然而此木头初识情滋味,还不懂各种套路,也使不出什么花花肠子,一想到谢兰要走了,就觉得十分难过。
这难过终于被顾淳发现了。
顾淳每日都忙的很,但和顾烨见面的次数还是很多,毕竟有公务交待。顾烨三番五次魂不守舍,还一脸纯情,顾淳再看不出来,也枉做了这么多年“兄长”。
“……如此一来,江南的事务便做完了大头,“顾淳话里有话,“不过江南还真是好,要有机会,我还想去住一段时间。”
“是啊,真是好。”复读机顾烨跟着叹了一句。
“江南的姑娘也好。”顾淳笑道。
“是啊,江南的姑娘……”
顾烨说到一半,才发觉不太对劲,眼看着顾淳桃花眼一眯,一副“你这怂样”的表情,慌忙辩解道:“我不是……”
“顾烨啊,”顾淳摇摇头,“你可知道谢家的情况?”
顾烨愣了愣,没接话。
“谢清的三个儿子,一个多病,一个菩萨心,一个还太小。”顾淳缓缓道,“他年纪也大了,谢家作为如今的江南家族之首,担的责任太重,谢清定会早早地开始培养接班人。你说,以后的谢家,会听谁的?”
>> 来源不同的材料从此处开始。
PR #3130, opened 2024-05-08
[CX_CLEANUP] - Make all fields in `Consensus` private to avoid accidental state update

### LINKED ISSUE #3129: [CX_CLEANUP] - Make all fields in `Consensus` private to avoid accidental state update

Similar to #3097, we should make all fields in `Consensus` private and add relevant setters and getters. This will prevent us from accidentally overriding any consensus state and make debugging easier.

_No response_

_No response_

Consensus state can be updated only via the corresponding update function.

_No response_

shenkeyao:
Closes #3129.

### This PR: 
* Makes all fields of the `Consensus` struct private, except `metrics`, to avoid overriding them with an older view.
* Adds setters and/or helpers for these fields.
* Adds loggings when the `update_*` functions fails.

### This PR does not: 
* Change whether/where to update the state.

### Key places to review: 
* `consensus.rs`.
* Places where `update_*` are called.


crates/task-impls/src/da.rs
```diff
@@ -209,9 +209,11 @@ impl<TYPES: NodeType, I: NodeImplementation<TYPES>, A: ConsensusApi<TYPES, I> +
                 }
 
                 // Record the payload we have promised to make available.
-                consensus
-                    .saved_payloads
-                    .insert(view, Arc::clone(&proposal.data.encoded_transactions));
+                if let Err(e) = consensus
+                    .update_saved_payloads(view, Arc::clone(&proposal.data.encoded_transactions))
+                {
+                    tracing::trace!("{e:?}");
```
QuentinI, line 215: Wouldn't that be just "()"?

shenkeyao: Good catch! Incorrect pasting.

shenkeyao: Actually I should fix where this is copied from as well.

crates/task-impls/src/quorum_proposal.rs
```diff
@@ -535,8 +535,8 @@ impl<TYPES: NodeType, I: NodeImplementation<TYPES>> QuorumProposalTaskState<TYPE
                         }
 
                         let mut consensus = self.consensus.write().await;
-                        if let Err(e) = consensus.update_high_qc(qc.clone()) {
-                            tracing::trace!("{e:?}");
+                        if consensus.update_high_qc(qc.clone()).is_err() {
+                            tracing::trace!("High QC with an equal or higher view exists.");
```
jparr721, line 539: To avoid needing to write this error every time since it looks like it was copied in another spot, we can put this message into the `ensure` statement. Same as the above custom trace messages, then we can just trace print the error. I think we can actually do `trace!(?e)` to avoid string templating.

jparr721 (changes requested):
We should probably centralize the error message. Other than that LGTM.

crates/task-impls/src/quorum_proposal.rs
shenkeyao: Yeah that's better. Done!

jparr721 (approved):

jparr721 (approved):

PR #3131, opened 2024-05-08
Improve view timeout log

jbearer:
* Include pub key of leader for that view
* Put relevant information in attributes so it is easier to parse and query


crates/task-impls/src/view_sync.rs
```diff
@@ -470,9 +470,12 @@ impl<
                 }
 
                 self.num_timeouts_tracked += 1;
+                let leader = self.membership.get_leader(view_number);
                 error!(
-                    "Num timeouts tracked since last view change is {}. View {} timed out",
-                    self.num_timeouts_tracked, *view_number
+                    %leader,
```
ss-es, line 475: Would it be nicer to use `cdn_proto::mnemonic(leader)`? 

This was a function Rob used to display names in the CDN brokers; I used this in the network task trace too

jbearer: I think it would be good to do both, in the sequencer logs and metrics we have the pub key itself

ss-es (approved):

“谢兰。”顾烨低头接道,不知为何,他竟有些无名欣然,觉得谢兰能担此大任,自己也跟着骄傲起来。
顾淳眼见着这木头会错了意,咳了两声,话锋一转:“那你觉得,当谢清的女婿,日后会在哪里?”
顾烨一怔,终于明白了顾淳的意思。
他若是要和谢兰在一起,必定要前往南方,一辈子也许都要以谢家的利益为重。他在北伐中的功绩足以让他身居高位,但离开邺都,这一切恐怕都要打个折扣。
顾淳点到为止,便也不再多讲,又把话题转向了公事。
人心易变,殊途同归的太少,这……毕竟是顾烨自己的选择。
一直到孙绍整兵将要出发的前一天,顾烨都没什么动静。
而那天晚上,谢兰正收拾回江南的东西,却突然听到窗外一阵窸窣。她轻轻一瞥,竟看见顾烨正骑在树枝上,跟她打着招呼。
谢兰哭笑不得,眼见着那树枝来回打颤,生怕他摔到地上,连忙推门出去:“怎么爬那么高?”
顾烨利索地跳下来,竟从怀里掏出一个镯子,不由分说地戴在了她的手腕上。
“阿兰,我……”
谢兰还一脸讶然地看着镯子——那上面纹着一朵朵兰花,在月色下显得高贵而娇美。她一抬眼,便发现顾烨从脸红到耳根,他太过紧张,还没松开她的手,每说一个字,便会握得再紧一些。